DATA UNDER STUDY below:

PR #126, opened 2019-07-31
Import Matcher docs Minor typos colorfixes-Simplify Table format

DaveC49:
@fellen, @jralls
John, Frank This commit is a further change to the previous documentation update on the import matcher. It specifies the actual default colors used  in gnucash-fallback_310.cssfor display and includes a simplified form of the table in the previous update which no longer has nested tables. This one comes up in HTML in Chrome and firefox, pdf in full color as intended and in yelp, epub and mobi in black and white with the color names in the table (I contemplated putting the hex codes for the colors in but if someone realy needs to know they can look up the CSS file which I referenced in the note about possible displayed color changes. AFAIK at present changes in the CSS would be on class names as I don't remember seeing any specific Id's on the elements in the Glade files which could be referenced.
 I haven't changed the U+R and R to U+C and C  with corresponding changes in the text in this set of changes - will do that in another pull request in a new branch. 
I am planning on setting up some dummy import files so I can create a screen shot of actual import situations with the matcher where there are matched transactions, transactions which have matched the transfer account tfor import, some to import without assigned transfer accounts, some matched for updating and then a second screen shot with all transactions ready for import to illustrate the situations in the table with an actual example.

### DIFF
--- a/help/C/Help_ch_Transactions.xml
+++ b/help/C/Help_ch_Transactions.xml
@@ -1140,7 +1140,7 @@ Author:
           </tbody>
         </tgroup>
       </table>
-      <note><para>The colors illustrated here are the defaults for GnuCash specified in gnucash-fallback-310.css. You may experience different colors if the gtk-3.0 CSS files have been modified</para>
+      <note><para>The colors illustrated here are the defaults for GnuCash specified in <ulink url="https://github.com/Gnucash/gnucash/blob/maint/gnucash/gnucash-fallback-310.css">gnucash-fallback-310.css</ulink>. You may experience different colors if the gtk-3.0 CSS files have been modified</para>
       </note>
       <para>Where a row has been matched to an existing transaction or is to update an existing transaction or a transfer account 
          has been matched and supplied, double clicking on the row will bring up a dialog which displays detail of the imported 
--- a/help/C/Help_ch_Transactions.xml
+++ b/help/C/Help_ch_Transactions.xml
@@ -1067,102 +1067,87 @@ Author:
     </sect2>
     <sect2 id="trans-import-matcher">
       <title>Import Matcher</title>
-      <para>The Import Matcher uses a Bayesian approach to assign a transfer account, when it is not specified in 
-          the imported data, to each imported transaction based on the previous import history of the import account.
-          It also attempts to match the transactions being imported to any existing transactions already recorded
-          based on the date, amount and the description fields by tokenizing that information and comparing it to stored tokens for 
-          assigned transfer accounts assigned in previous imports.<!-- FIXME add any other fields used in matching -->.
+      <para>The Import Matcher checks whether an imported transaction matches an existing transaction already recorded in GnuCash 
+          within a predefined time window for the account into which the transactions are being imported. A match probablity is 
+          calculated based on the Date, Amount, Transaction ID's(if present), Check numbers (if present) and the Description
+          and split Memo fields. Exact matches will generate a high match probability and flag a transaction as matching an existing
+          transaction and therefore not to be imported. If there is a lower quality match to an existing transaction, the imported transaction
+          may be flagged for updating of non-matching information in the GnuCash record of the matching transaction. These decisions can be overridden by the user.
+      </para> 
+      <para>If no matching transaction can be identified the transaction will be flagged for import. The matcher will attempt to assign
+          a transfer account based on matches between tokenized information for previously imported transactions stored in lists associated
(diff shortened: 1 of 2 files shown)


help/C/gnucash-help.xml
```diff
@@ -310,6 +310,9 @@
 	<firstname>J. Alex</firstname> <surname>Aycinena</surname>
       </author>,
       <author>
+  <firstname>David</firstname> <surname>Cousens</surname>
```
jralls: Indent, not out-dent. ;-)

fellen: @jralls I wonder, if we should define and apply a (relaxed) style for our docbook documents, e.g. indent 2 spaces, linelenght 80

jralls:
@fellen for XML I don't really care what is the indent as long as it's the same for all elements in a particular document and child elements are indented not outdented. Github displays tabs differently from most editors so I prefer spaces to make reading easier here.

help/C/Help_ch_Transactions.xml
```diff
@@ -1067,102 +1067,87 @@ Author:
...
+            </row>
+          </tbody>
         </tgroup>
-       </table>
-       <note><para>The colors illustrated here are the defaults for GnuCash on a Linux system. If you have altered the CSS
-        or are using another OS the colors may be different.</para>
-       </note>
-       <para>Where a row has been matched to an existing transaction or is to update an exitinng transaction or a transfer account 
+      </table>
+      <note><para>The colors illustrated here are the defaults for GnuCash specified in gnucash-fallback-310.css. You may experience different colors if the gtk-3.0 CSS files have been modified</para>
```
fellen: How about adding a link https://github.com/Gnucash/gnucash/blob/maint/gnucash/gnucash-fallback-310.css?

fellen:
The commit message should be amended
> Minor typos colorfixes
> 
> Add self to contributors list  fix minor typo fixes in table. Set colors to those defined in gnucash-fallback-310.css.
> Changes to matcher table for better yelp display
> 
> modified table to improve the rendering of the table in yelp
> remove gnucash-docs-3.6.tar.gz
> 
> 
> remove gnucash-docs-3.6.tar.gz
> 
> 
> Minor typo fix to importmatcher docs
> 
> 
> SImplfy Table of matcher status indicators
> 
> Nested tables didn't render well in all formats. table is now unnested and comes up looking good in yelp
> Minor edit of simplified matcher status table

The first line should have the summary, i.e. "Improve Transactions:Import matcher"
After a dividing empty line, you can enter details, ideally one per line.
* There is no gnucash-docs-3.6.tar.gz modification in this  commit.

help/C/Help_ch_Transactions.xml
DaveC49: Done

help/C/gnucash-help.xml
DaveC49: @jralls I noticed when I opened gnucash-help.xml  to fix the above that all the other author entries showed up as being out-dented not indented. Is that worth fixing? I am using xed with an indent at 2 characters and tabs converted to spaces. If I open it in emacs they all display correctly as emacsand some are indented as tabs and some as spaces. All the <author> and </author> tags are indented with 6 spaces while most of the <firstname> tags are indented with tabs (which xed displays as 2 spaces - it doesn't change tabs to spaces on read but does during editing).  Most of the rest of the document is indented with spaces and not tab stops.

jralls: David,
I don't know xed, but in emacs you can `M-< M-> M-X untabbify` to change all of the tabs to spaces, after which it should look right everywhere. Commit as a separate "whitespace" change.

christopherlam: I'd encourage emacs 👍 which seems to do things right every time!

fellen:
I have commited a modified version of this PR .

commit 357a5ff/c252bdb: I rewrote the commit message to get rid of the non existant tgz notes
commit e0b3f6c/7871715: no changes

New: 
commit 735e40a IMHO the table looks clearer with vspans, but if you dislike it, we can revert them. Because "assign a transfer account" boosts productivity, it is a tip.
commit 8c0bbcc: Housekeeping of Authors section replacing the other `<TAB>`s.

Note:
In theory we should not use `<?db* ...>` in docbook source files, but in related XSLT files, but for now it might be overhead.

@DaveC49 If you have no objections to my modifications, we can close this PR

fellen:
Closing as no objections appeared.
Thanks!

End of DATA UNDER STUDY.

#### ASSIGNMENT:
Nothing except a number is needed: how many lines of the entries contain the word "matches"?

#### THE ANSWER:
3